- _Exercise objective_
The records below are to be reproduced word for word.

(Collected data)
=== Begin Enclosure ===

PR #5184, opened 2026-07-30
feat(webui): add Quick Chat and Temporary Chat

Re-bin:
## Summary

- add persistent Quick Chat as a first-class WebUI destination with one stable session identity
- keep Quick Chat out of the ordinary topic list and search while reusing the normal thread, streaming, and message renderer
- add opt-in Temporary Chat with connection-owned, in-memory history only
- keep Temporary Chat away from projects, local tools, skills, memory, attachments, durable transcripts, and context consolidation while still disclosing model-provider delivery

## Architecture

Quick Chat is an ordinary persistent WebSocket session. Temporary Chat uses the same `ThreadShell` and streaming path but is explicitly marked transient at the WebSocket boundary. `SessionManager` keeps it out of durable storage, `AgentLoop` supplies an empty tool registry and skips memory/context features, and disconnect or exit cancels active work before discarding the in-memory session. No temporary-chat system prompt or parallel renderer is introduced.

Sidebar selection motion is not part of this PR. It now reuses the shared implementation already merged in #5209.

## Verification

- focused WebUI suite: 257 passed
- focused Python suite: 295 passed
- WebUI lint and production build
- `ruff check nanobot/ tests/`
- changed Python files: `basedpyright` — 0 errors, 0 warnings
- exact head `15d7e7c82`: all 6 GitHub CI checks passed

This PR replaces the feature work from #5181. The old sidebar-motion work from #5182 was superseded by #5209.

PR #5252, opened 2026-08-05
feat(webui): add temporary chat mode

Re-bin:
## Summary

- add a Temporary Chat mode to the new-topic hero; it is created only after the first message, supports multiple temporary chats, and is not shown inside normal or temporary conversations
- keep temporary conversations multi-turn but non-persistent: no session/history file, WebUI transcript, long-term or recent memory, Dream input, queued-prompt localStorage, or message-content logging
- keep temporary chats on the restricted default workspace and remove project selection
- reject persistent commands and disable `create_goal`, `update_goal`, `spawn`, and `cron`; `/model` and `/stop` remain available
- close temporary chats quietly: no reload confirmation and no connection-interruption toast
- on explicit close or disconnect, immediately detach the WebSocket subscription, clear visible turn/stream state, forget the session, and cancel active model, tool, and subagent work
- fix the Signal channel override so it follows the current base-channel message contract

## Privacy boundary

Temporary Chat means nanobot does not retain the conversation in its session history or memory after the chat closes or the connection ends. Requests still reach the configured model provider. Attachments, tool actions, and external services may leave files or other effects, so the feature does not claim anonymity or zero-data retention.

## Design

- a WebUI-specific Temporary Chat controller owns creation, connection ownership, restricted workspace rules, command rules, attachment cleanup, and disposal
- `SessionManager.SessionPolicy` is the server-side authority for persistence, content logging, and disabled tools; temporary chat IDs are ordinary server-generated UUIDs and carry no behavior
- WebSocket only routes WebUI protocol events and connection lifecycle notifications; it does not infer session type from an ID or own Temporary Chat product rules
- AgentLoop contains no Temporary Chat or memory-only branch. It only applies generic session rules and exposes generic session discard/cancellation
- closing is sent through the existing in-process message bus, so the WebUI controller remains decoupled from AgentLoop
- unrelated interaction timing changes were split into #5267 and merged separately

## Validation

- `uv run --no-sync basedpyright` — 0 errors
- `uv run --no-sync ruff check nanobot tests conftest.py` — passed
- focused Temporary Chat backend suite — 10 passed
- focused WebUI regression suite — 259 passed
- full backend run — 6134 passed, 35 skipped; the remaining 7 network-security failures reproduce on unchanged `main` under the local Windows system-proxy environment
- `bun run test` — passed
- `bun run lint` — passed
- `bun run build` — passed

Replaces the broader #5184 with a standalone Temporary Chat change.


knoppix2:
Could be that feature added to any channel, but not only to WebUI?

=== End Enclosure ===

- _Exercise output_
PR #5184, opened 2026-07-30
feat(webui): add Quick Chat and Temporary Chat

Re-bin:
## Summary

- add persistent Quick Chat as a first-class WebUI destination with one stable session identity
- keep Quick Chat out of the ordinary topic list and search while reusing the normal thread, streaming, and message renderer
- add opt-in Temporary Chat with connection-owned, in-memory history only
- keep Temporary Chat away from projects, local tools, skills, memory, attachments, durable transcripts, and context consolidation while still disclosing model-provider delivery

## Architecture

Quick Chat is an ordinary persistent WebSocket session. Temporary Chat uses the same `ThreadShell` and streaming path but is explicitly marked transient at the WebSocket boundary. `SessionManager` keeps it out of durable storage, `AgentLoop` supplies an empty tool registry and skips memory/context features, and disconnect or exit cancels active work before discarding the in-memory session. No temporary-chat system prompt or parallel renderer is introduced.

Sidebar selection motion is not part of this PR. It now reuses the shared implementation already merged in #5209.

## Verification

- focused WebUI suite: 257 passed
- focused Python suite: 295 passed
- WebUI lint and production build
- `ruff check nanobot/ tests/`
- changed Python files: `basedpyright` — 0 errors, 0 warnings
- exact head `15d7e7c82`: all 6 GitHub CI checks passed

This PR replaces the feature work from #5181. The old sidebar-motion work from #5182 was superseded by #5209.

PR #5252, opened 2026-08-05
feat(webui): add temporary chat mode

Re-bin:
## Summary

- add a Temporary Chat mode to the new-topic hero; it is created only after the first message, supports multiple temporary chats, and is not shown inside normal or temporary conversations
- keep temporary conversations multi-turn but non-persistent: no session/history file, WebUI transcript, long-term or recent memory, Dream input, queued-prompt localStorage, or message-content logging
- keep temporary chats on the restricted default workspace and remove project selection
- reject persistent commands and disable `create_goal`, `update_goal`, `spawn`, and `cron`; `/model` and `/stop` remain available
- close temporary chats quietly: no reload confirmation and no connection-interruption toast
- on explicit close or disconnect, immediately detach the WebSocket subscription, clear visible turn/stream state, forget the session, and cancel active model, tool, and subagent work
- fix the Signal channel override so it follows the current base-channel message contract

## Privacy boundary

Temporary Chat means nanobot does not retain the conversation in its session history or memory after the chat closes or the connection ends. Requests still reach the configured model provider. Attachments, tool actions, and external services may leave files or other effects, so the feature does not claim anonymity or zero-data retention.

## Design

- a WebUI-specific Temporary Chat controller owns creation, connection ownership, restricted workspace rules, command rules, attachment cleanup, and disposal
- `SessionManager.SessionPolicy` is the server-side authority for persistence, content logging, and disabled tools; temporary chat IDs are ordinary server-generated UUIDs and carry no behavior
- WebSocket only routes WebUI protocol events and connection lifecycle notifications; it does not infer session type from an ID or own Temporary Chat product rules
- AgentLoop contains no Temporary Chat or memory-only branch. It only applies generic session rules and exposes generic session discard/cancellation
- closing is sent through the existing in-process message bus, so the WebUI controller remains decoupled from AgentLoop
- unrelated interaction timing changes were split into #5267 and merged separately

## Validation

- `uv run --no-sync basedpyright` — 0 errors
- `uv run --no-sync ruff check nanobot tests conftest.py` — passed
- focused Temporary Chat backend suite — 10 passed
- focused WebUI regression suite — 259 passed
- full backend run — 6134 passed, 35 skipped; the remaining 7 network-security failures reproduce on unchanged `main` under the local Windows system-proxy environment
- `bun run test` — passed
- `bun run lint` — passed
- `bun run build` — passed

Replaces the broader #5184 with a standalone Temporary Chat change.


knoppix2:
Could be that feature added to any channel, but not only to WebUI?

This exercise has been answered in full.